Stored data entries →
PR #230, opened 2025-10-31
[feat]: cache Emily limits

MCJOHN974:
Currently, the bridge polls Emily limits quite frequently. However, we do not change limits often (usually once per few months or so). Thus, this caching can eliminate a lot of Emily polls, without harming user experience too much.

Note: I choosed caching time to 1 bitcoin block more or less out of thin air and do not have a strong opinion about if this should be this amount of time or another.

### DIFF
--- a/src/actions/get-emily-limits.ts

EXERCISE PROMPT → The reply must hold exactly the lines from the one containing "[feat]: cache Emily limits" to the last line of the entries, and nothing more.

EXERCISE RESPONSE →
[feat]: cache Emily limits

MCJOHN974:
Currently, the bridge polls Emily limits quite frequently. However, we do not change limits often (usually once per few months or so). Thus, this caching can eliminate a lot of Emily polls, without harming user experience too much.

Note: I choosed caching time to 1 bitcoin block more or less out of thin air and do not have a strong opinion about if this should be this amount of time or another.

### DIFF
--- a/src/actions/get-emily-limits.ts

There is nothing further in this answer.